[Start of section]
PR #1058, opened 2025-09-03
gptel-gh: Change how tokens are managed

marcus-lundgren:
Introduce functions that can be overloaded that controls how a token is restored/stored. This enables the user to make gptel-gh store the token in a secure manner, similar to what is recommended for the other backend variants.

In conjunction with this, proper support for multiple accounts has also been introduced by having each gptel-gh backend be marked with which account they should be considered to belong to.

**Old description:**
Removed the file based persistent storage of the tokens, as they were stored in clear text. They will only be stored in variables.

The initial value of the github-token can now be set by providing a function that provides it. This enables this token to be securely stored outside of Emacs.

### DIFF
--- a/gptel-gh.el
+++ b/gptel-gh.el
@@ -319,7 +319,7 @@ instead of attempting to open a browser automatically."
   (let ((gh-backends (gptel--gh-get-backends-by-account-hint account-hint)))
     ;; It shall only be possible to login when there exists a corresponding backend
     (if (= (length gh-backends) 0)
-        (user-error "No GitHub CoPilot backend found for account hint '%s'" account-hint))
+        (user-error "No GitHub Copilot backend found for account hint '%s'" account-hint))
     (pcase-let (((map :device_code :user_code :verification_uri)
                  (gptel--url-retrieve
                      "https://github.com/login/device/code"
--- a/gptel-gh.el
+++ b/gptel-gh.el
@@ -275,7 +275,7 @@
 (defun gptel-gh--get-save-token-function (account-hint token)
   (if #'gptel-oauth-token-save-function
       (gptel-oauth-token-save-function 'gptel-gh account-hint token)
-    (gptel--gh-save-token-to-file account-hint token))
+    (gptel--gh-save-token-to-file account-hint token)))
 
 ;; https://en.wikipedia.org/wiki/Universally_unique_identifier#Version_4_(random)
 (defun gptel--gh-uuid ()
--- a/gptel-gh.el
+++ b/gptel-gh.el
@@ -257,10 +257,21 @@
    #'gptel-gh--get-load-token-function
    account-hint))
 
+(defun gptel--gh-validate-token-p (token)
+  "Check if TOKEN is a valid non-empty GitHub token string."
+  (and (stringp token) (not (string-empty-p token))))
+
 (defun gptel-gh--get-load-token-function (account-hint)
-  (if #'gptel-oauth-token-load-function
-      (gptel-oauth-token-load-function 'gptel-gh account-hint)
-    (gptel-oauth--read-token (gptel--gh-generate-token-filename account-hint))))
+  "Load GitHub token from file, ensuring it is a string."
+  (let ((token (if #'gptel-oauth-token-load-function
+                  (gptel-oauth-token-load-function 'gptel-gh account-hint)
+                (gptel-oauth--read-token (gptel--gh-generate-token-filename account-hint)))))
+    ;; Filter out nil and empty values (empty files do not contain tokens)
+    (when (and token (not (equal token "")))
+      (unless (gptel--gh-validate-token-p token)
+        (message "Ignoring invalid GitHub token format in file: expected string, got %S" token)
+        (setq token nil))
+      token)))
 
 (defun gptel--gh-save-token (account-hint token)
   "Function that updates the GitHub OAuth token cache and calls the save function."
@@ -273,6 +284,9 @@
    token))
 
 (defun gptel-gh--get-save-token-function (account-hint token)
+  "Save GitHub TOKEN to file for ACCOUNT-HINT, ensuring it is a string."
+  (unless (gptel--gh-validate-token-p token)
+    (user-error "Cannot save invalid GitHub token: expected string, got %S" token))
   (if #'gptel-oauth-token-save-function
       (gptel-oauth-token-save-function 'gptel-gh account-hint token)
     (gptel-oauth--write-token (gptel--gh-generate-token-filename account-hint) token)))
--- a/gptel-gh.el
+++ b/gptel-gh.el
@@ -353,8 +353,7 @@ Then we need a session token."
                (gptel--gh-token gptel-backend)))
     (when (or (null token)
               (and expires_at
-                   (> (round (float-time (current-time)))
-                      expires_at)))
+                   (> (round (float-time)) expires_at)))
       (gptel--gh-renew-token))))
 
 (cl-defmethod gptel-curl--parse-stream ((backend gptel--gh) info)
--- a/gptel-gh.el
+++ b/gptel-gh.el
@@ -275,7 +275,7 @@
 (defun gptel-gh--get-save-token-function (account-hint token)
   (if #'gptel-oauth-token-save-function
       (gptel-oauth-token-save-function 'gptel-gh account-hint token)
-    (gptel--gh-save-token-to-file account-hint token)))
+    (gptel-oauth--write-token (gptel--gh-generate-token-filename account-hint) token)))
 
 ;; https://en.wikipedia.org/wiki/Universally_unique_identifier#Version_4_(random)
 (defun gptel--gh-uuid ()
@@ -302,10 +302,6 @@
    gptel-gh-github-token-file
    #'gptel-oauth--validate-account-hint
    account-hint))
-
-(defun gptel--gh-save-token-to-file (account-hint token)
-  "Save GitHub TOKEN to file using ACCOUNT-HINT."
-  (gptel-oauth--save-token-to-file #'gptel--gh-generate-token-filename account-hint token))
 
 (defun gptel-gh-login (account-hint)
   "Login to GitHub Copilot API.
--- a/gptel-gh.el
+++ b/gptel-gh.el
@@ -263,7 +263,7 @@
 
 (defun gptel-gh--get-load-token-function (account-hint)
   "Load GitHub token from file, ensuring it is a string."
-  (let ((token (if #'gptel-oauth-token-load-function
+  (let ((token (if gptel-oauth-token-load-function
                   (funcall gptel-oauth-token-load-function 'gptel-gh account-hint)
                 (gptel-oauth--read-token (gptel--gh-generate-token-filename account-hint)))))
     ;; Filter out nil and empty values (empty files do not contain tokens)
@@ -287,7 +287,7 @@
   "Save GitHub TOKEN to file for ACCOUNT-HINT, ensuring it is a string."
   (unless (gptel--gh-validate-token-p token)
     (user-error "Cannot save invalid GitHub token: expected string, got %S" token))
-  (if #'gptel-oauth-token-save-function
+  (if gptel-oauth-token-save-function
       (funcall gptel-oauth-token-save-function 'gptel-gh account-hint token)
     (gptel-oauth--write-token (gptel--gh-generate-token-filename account-hint) token)))
 
--- a/gptel-gh.el
+++ b/gptel-gh.el
@@ -264,7 +264,7 @@
 (defun gptel-gh--get-load-token-function (account-hint)
   "Load GitHub token from file, ensuring it is a string."
   (let ((token (if #'gptel-oauth-token-load-function
-                  (gptel-oauth-token-load-function 'gptel-gh account-hint)
+                  (funcall gptel-oauth-token-load-function 'gptel-gh account-hint)
                 (gptel-oauth--read-token (gptel--gh-generate-token-filename account-hint)))))
     ;; Filter out nil and empty values (empty files do not contain tokens)
     (when (and token (not (equal token "")))
@@ -288,7 +288,7 @@
   (unless (gptel--gh-validate-token-p token)
     (user-error "Cannot save invalid GitHub token: expected string, got %S" token))
   (if #'gptel-oauth-token-save-function
-      (gptel-oauth-token-save-function 'gptel-gh account-hint token)
+      (funcall gptel-oauth-token-save-function 'gptel-gh account-hint token)
     (gptel-oauth--write-token (gptel--gh-generate-token-filename account-hint) token)))
 
 ;; https://en.wikipedia.org/wiki/Universally_unique_identifier#Version_4_(random)
--- a/gptel-gh.el
+++ b/gptel-gh.el
@@ -300,7 +300,6 @@
   "Generate token filename for GitHub backend with ACCOUNT-HINT."
   (gptel-oauth--generate-token-filename
    gptel-gh-github-token-file
-   #'gptel-oauth--validate-account-hint
    account-hint))
 
 (defun gptel-gh-login (account-hint)
--- a/gptel-gh.el
+++ b/gptel-gh.el
@@ -227,17 +227,11 @@
 (cl-defstruct (gptel--gh (:include gptel-openai)
                          (:copier nil)
                          (:constructor gptel--make-gh))
-  token github-token sessionid machineid responses-backend)
+  token github-token sessionid machineid account-hint responses-backend)
 
 (defcustom gptel-gh-github-token-file (expand-file-name ".cache/copilot-chat/github-token"
                                                         user-emacs-directory)
   "File where the GitHub token is stored."
-  :type 'string
-  :group 'gptel)
-
-(defcustom gptel-gh-token-file (expand-file-name ".cache/copilot-chat/token"
-                                                 user-emacs-directory)
-  "File where the chat token is cached."
   :type 'string
   :group 'gptel)
 
@@ -247,6 +241,31 @@
     ("User-Agent" . ,(format "Emacs %s" emacs-version))))
 
 (defconst gptel--gh-client-id "Iv1.b507a08c87ecfe98")
+(defconst gptel--gh-default-username-placeholder "[Default account]")
+
+(defun gptel--gh-get-backends-by-account-hint (account-hint)
+  "Get all GitHub Copilot backends for a specific account hint."
+  (gptel-oauth--get-backends-by #'gptel--gh-p #'gptel--gh-account-hint account-hint))
+
+(defun gptel--gh-load-token (account-hint)
+  "Function that ensures that the GitHub OAuth token cache is used and is set."
+  (gptel-oauth--load-token
+   #'gptel--gh-p
+   #'gptel--gh-account-hint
[End of section]
• [Work request] Lines from the start of the material above through the line containing "Introduce functions that" are to be duplicated exactly, and only those.

• [Response to the exercise]
PR #1058, opened 2025-09-03
gptel-gh: Change how tokens are managed

marcus-lundgren:
Introduce functions that can be overloaded that controls how a token is restored/stored. This enables the user to make gptel-gh store the token in a secure manner, similar to what is recommended for the other backend variants.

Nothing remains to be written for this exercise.